Vibrators+Black Bullets+Crash landings – review

Spitting, swearing, puking and questionable musicianship – situation normal for a punk gig then

One of the defining groups of the punk movement in the 1970s, The Vibrators are touring the UK and who wouldn't want to see them?

The chance to slip away from work at a half decent hour and the opportunity of seeing said legends, alongside viewing the brand spanking new Talking Heads was just too much of a draw for a cold March night.

Legendary music venue Talking Heads has recently moved from its original home to a new setting in the Polygon, close to the civic centre so I had been planning a trip to have a look around. From its former incarnation as a sort of 70s lounge bar, what was the Maple Room has been transformed into a pretty impressive new home. There's a good bar, a wide stage and a very useful crowdspace with no restricted view. It's also accessible too.

First off were old friends The Crash Landings, The Bournemouth based band have been extending their range and visiting festivals and gigs a bit further afield and a trip to Southampton was another link in this chain. The ability to play on the same bill as the Vibrators was probably a big factor too.

I've always felt that TCL work better with a decent crowd as they tend to take energy from a lively room. Sadly for them the attendance at Talking Heads was less than ideal and the band had a teeny bit of a mare. That having been said if you are turning up at a punk gig and expecting faultless musicianship then you probably need to get yourself on Youtube and see what it used to be like back in the day and then have a word with yourself.

Cock-ups aside, the attendees did take part in a bit of a sing-a-long to Billy's got tourettes (which you could snag a free copy of by clicking here), so it wasn't all that bad.

Next up The Black Bullets hit the stage en masse and en form with a rorting blues/rock in your face set. Much more rock n roll than I expected, but great none the less an every one of them looking like they were enjoying themselves, the bullets proved a great warm up.

Tracks like 'Eat Your Heart Out', a balls off brains out piece that demands a listen to whilst riding a motorcycle down route 66 livened a small crowd up nicely (check the vid here 

Leading the band through the set whilst mainly holding a mike stand for support, front Billy T always looked a short step away from mayhem as he half drank, half spat pints through the half hour. Personal fave would probably be 'Sin Seeker', spanning the gap between hard rock and metalcore with elan. You should also check out Billy Ts line in artwork.

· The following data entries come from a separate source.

PR #97, opened 2025-03-27
pin bytemuck_derive <1.9.0

jacobcreech:
Temporary update to pin bytemuck_derive <1.9.0 until we have platform tools for 2.2 using rust >=rustc 1.84


kevinheavey:
This would be a breaking change for anyone using these crates on a non-SBPF target, since in those situations these crates are currently working fine.

Think we need to do the cfg(target_os = "solana") thing

jacobcreech:
We chatted again with the bytemuck_derive dev and they actually [fixed this in bytemuck_derive 1.93](https://github.com/Lokathor/bytemuck/issues/306#issuecomment-2759480874). Closing for now.

PR #100, opened 2025-03-28
message: don't use nonces from alt's

jstarry:
Before clusters adop https://github.com/solana-foundation/solana-improvement-documents/pull/242, we should ensure that no transactions are inadvertently loading nonces from ALT's

### DIFF
--- a/message/src/compiled_keys.rs
+++ b/message/src/compiled_keys.rs
@@ -51,13 +51,9 @@ struct CompiledKeyMeta {
 }
 
 // inlined to avoid solana_nonce dep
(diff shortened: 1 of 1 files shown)


apfitzge:
Does this make our testing more difficult, since now we cannot construct via the normal methods?

jstarry:
> 
Does this make our testing more difficult, since now we cannot construct via the normal methods?

Nope the tests in https://github.com/anza-xyz/agave/pull/5555 construct the lookups manually, they don't use `CompiledKeys`

joncinque (approved):
Looks great!

PR #102, opened 2025-03-28
program-error: Deprecate PrintProgramError

joncinque:
#### Problem

As part of the breaking change to unite pinocchio's program error with the sdk's program error in #12, we are introducing a new `ToStr` trait that doesn't rely on any particular logging.

To go with that, we want to deprecate `PrintProgramError`.

#### Summary of changes

Before landing the breaking change, let's deprecate `PrintProgramError` properly and add `ToStr` as an alternative for downstream users.

Once this lands, we'll do the patch release with the deprecation, then we can finally land #12.

cc @kevinheavey

### DIFF
--- a/program-error/src/lib.rs
+++ b/program-error/src/lib.rs
@@ -122,12 +122,17 @@ impl fmt::Display for ProgramError {
     }
 }
 
+#[deprecated(
+    since = "2.2.2",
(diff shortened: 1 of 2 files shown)


febo (approved):
Looks great!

One of the major misunderstandings about the punk scene is that it's an angry, shouty unwelcoming place to be. Actually every punk gig I've been to has ended up with me talking to oddly dressed people who are warm and friendly and interested in the music. This gig was no exception as I spent the intermissions having several discussions about everything from motorbikes to camera gear to how to get people out to see live music.

Headliners The Vibrators are without doubt legendary on the punk scene. With drummer 'Eddie' Edwards being present at the first pistols gig back in 1976 and being embedded in the formative years they are claimed to have been instrumental in inspiring many well known names (see Stiff Little Fingers).

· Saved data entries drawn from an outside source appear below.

PR #103, opened 2025-03-28
deps: Bump down intra-repo dependencies

joncinque:
#### Problem

The sdk repo respects semver, but still bumps intra-repo versions any time one of them gets published. This requires downstream users to use all of the newest versions at once, which may not be desirable.

#### Summary of changes

Bump down all of the intra-repo dependency versions to v2.2.1, which is the first version that relaxed all dependencies too.

NOTE: solana-address-lookup-table-interface was a special case, and needs to stay on v2.2.2 to benefit from relaxed dependencies.

At the same time, use the `--dependent-version fix` flag in cargo release, which avoids bumping the intra-repo dependency during a publish. Thankfully, cargo-release does the right thing and *will* bump the intra-repo dependency if it's a major release.


jstarry (approved):

febo (approved):
Nice!

PR #104, opened 2025-03-29
remove solana-decode-error

kevinheavey:
The only part of DecodeError that is not a trivial wrapper over `num_traits::FromPrimitive` is the `type_of` method. AFAICT this method is not used anywhere. We should delete the decode-error dir and stop publishing the crate. For now we can just deprecate the trait and avoid using it anywhere in this repo.

This is a breaking change for solana-precompile-error, solana-program-error, solana-pubkey and solana-vote-interface


febo (dismissed):
Looks great!

kevinheavey:
@febo can you merge this? I don't have permissions

febo:
> @febo can you merge this? I don't have permissions

I can't either. 😅 It might need a rebase so all checks pass.

joncinque:
I'm still going through and marking everything deprecated that we want to remove in the next breaking release. After that, I'll publish new patch releases with those deprecation warnings. And after that, we can start merging breaking changes like this one. I plan to have it ready by the end of this week / early next week.

therealdannzor:
This PR would probably resolve https://github.com/solana-program/libraries/issues/73

Discovered this while working on a MRE to demo the problem

Merging this would help when upgrading to Solana `2.x`

cc @joncinque

joncinque (commented):
Can you rebase this? Since we're landing breaking changes now, and we previously deprecated the trait, you can completely remove `solana-decode-error` and the reference in `scripts/patch-crates-functions.sh` while you're at it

Slimmed to a three piece in later years and having gone through a few line up changes, their latest tour takes in much of the country and seeing them in the South was a treat.

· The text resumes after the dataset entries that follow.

PR #105, opened 2025-03-30
msg!: make std optional

kevinheavey:
In a follow-up PR I'd like to move `sol_log_data` here as I noticed it gets used in a few places

Note: this is a breaking change

### DIFF
--- a/msg/Cargo.toml
+++ b/msg/Cargo.toml
@@ -9,12 +9,12 @@ homepage = { workspace = true }
 license = { workspace = true }
 edition = { workspace = true }
 
+[package.metadata.docs.rs]
+targets = ["x86_64-unknown-linux-gnu"]
+
 [features]
 default = ["std"]
 std = []
-
-[package.metadata.docs.rs]
-targets = ["x86_64-unknown-linux-gnu"]
 
 [target.'cfg(target_os = "solana")'.dependencies]
 solana-define-syscall = { workspace = true }
--- a/msg/Cargo.toml
+++ b/msg/Cargo.toml
@@ -9,6 +9,10 @@ homepage = { workspace = true }
 license = { workspace = true }
 edition = { workspace = true }
 
+[features]
+default = ["std"]
+std = []
+
 [package.metadata.docs.rs]
 targets = ["x86_64-unknown-linux-gnu"]
 
--- a/msg/src/lib.rs
+++ b/msg/src/lib.rs
@@ -42,12 +42,15 @@ pub mod syscalls;
 
 /// Print a string to the log.
 #[inline]
-pub fn sol_log(_message: &str) {
+pub fn sol_log(message: &str) {
     #[cfg(target_os = "solana")]
     unsafe {
-        syscalls::sol_log_(_message.as_ptr(), _message.len() as u64);
+        syscalls::sol_log_(message.as_ptr(), message.len() as u64);
     }
 
     #[cfg(all(not(target_os = "solana"), feature = "std"))]
-    std::println!("{_message}");
+    std::println!("{message}");
+
+    #[cfg(all(not(target_os = "solana"), not(feature = "std")))]
+    core::hint::black_box(message);
 }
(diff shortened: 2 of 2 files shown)


msg/src/lib.rs
```diff
@@ -1,3 +1,6 @@
+#![no_std]
+#[cfg(feature = "std")]
+extern crate std;
```
febo, line 3: Wonder if it would be worth to include a `no_std` variation for `msg!` – mostly just cosmetic, but it would allow to use a similar pattern to log static strings.
```rust
/// Print a message to the log.
///
/// Supports simple strings of type `&str` in `no_std` environments. The expression
/// will be passed directly to [`sol_log`].
///
/// This is typically used for logging static strings.
///
/// # Examples
///
/// ```
/// use solana_msg::msg;
///
/// msg!("verifying multisig");
/// ```
#[macro_export]
#[cfg(not(feature = "std"))]
macro_rules! msg {
    ( $msg:expr ) => {
        $crate::sol_log($msg)
    };
}
```

msg/Cargo.toml
```diff
@@ -9,6 +9,10 @@ homepage = { workspace = true }
 license = { workspace = true }
 edition = { workspace = true }
 
+[features]
+default = ["std"]
```
febo, line 16: This is a general query: few other crates (e.g., `solana-program-error`) have a `std` feature, but it is not enabled by default. Do you think it would be useful to have a common pattern, like `std` is always enabled by default or the other way around?

kevinheavey: Here since the crate is already published I want to break less stuff. This PR is still a breaking change because some people could already be depending on it with `default-features = false`, but it's at least a smaller change

febo: But since it is already "breaking", should we update to how ideally we want to go forward with the `std` feature? I wonder if it will become a bit confusing to have some crates with `std` as default and others without. Might be clearer to have a common pattern.

msg/src/lib.rs
kevinheavey: this would give confusing errors to people who don't realise they need the std feature.

If msg doesn't exist the error message is helpful:
```
error[E0432]: unresolved import `solana_msg::msg`
  --> src/lib.rs:1:5
   |
1  | use solana_msg::msg;
   |     ^^^^^^^^^^^^^^^ no `msg` in the root
   |
note: found an item that was configured out
  --> /home/user/solana-sdk/msg/src/lib.rs:33:14
   |
33 | macro_rules! msg {
   |              ^^^
note: the item is gated behind the `std` feature
  --> /home/user/solana-sdk/msg/src/lib.rs:31:7
   |
31 | #[cfg(feature = "std")]
```

If msg exists but doesn't support format args the error gives no hints about feature gating:
```
error: no rules expected `,`
  --> src/lib.rs:3:26
   |
3  |     msg!("Adding {} + {}", left, right);
   |                          ^ no rules expected this token in macro call
   |
note: while trying to match meta-variable `$msg:expr`
  --> /home/user/solana-sdk/msg/src/lib.rs:43:6
   |
43 |     ($msg:expr) => {
```

So I think in the no-std case people should just use sol_log directly instead of a pass-through macro wrapper

febo: Good point!

msg/Cargo.toml
kevinheavey: I looked through the repo crates and I think right now the pattern is "enable std by default if it's required for the core functionality of the crate"

febo: Sounds good, so in this case the core functionality is the `msg!` macro.

febo (dismissed):
Looks good!

joncinque:
Please rebase and then we can land this, thanks for your patience!

joncinque:
There was a breaking change to `cargo-sort`, so you'll need to install the newest version and then run `./cargo nightly sort --workspace`

joncinque (approved):
Thanks!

It's interesting to see the contrast between a band on the way up and one that have been doing it for years. It would be possible for them to turn up and do it all by rote, after all it's just a job right? In fact the chaps gave it large right from the off and most impressively looked like they were loving it, interacting with fans whilst mid song and having a banter on stage. Yes it was punk, but it was professionally chaotic and i got the impression that they weren't taking their fans for granted.

As they blatted through a mix of their own originals and selected covers, I moved in for a close shot of guitarist Darrell Bath, then moved to the other side of the stage. Just in time it turned out as Bath projectile vomited in place. The photographer in me decided not to intrude into private grief and Bath gave us two more examples of how to professionally hurl on stage before licking his lips and proceeding to launch into lead vocals for the next song. They don't make em like that any more. I'm not convinced it was really a bad burger though!

Undeterred the band played on for the remainder of a banging set and an appreciative and now larger crowd demanded an encore which was happily provided.

So what of the evening in summary? It cost me a miserly 8 quid to get in.I saw an old favourite, a band new to me, a new venue and some legends from the scene. I met some great punters and had a great time even though I wasn't drinking. For me these are the reasons I go to live gigs but the truth is if we don't all make an effort then places like Talking Heads will cease to be.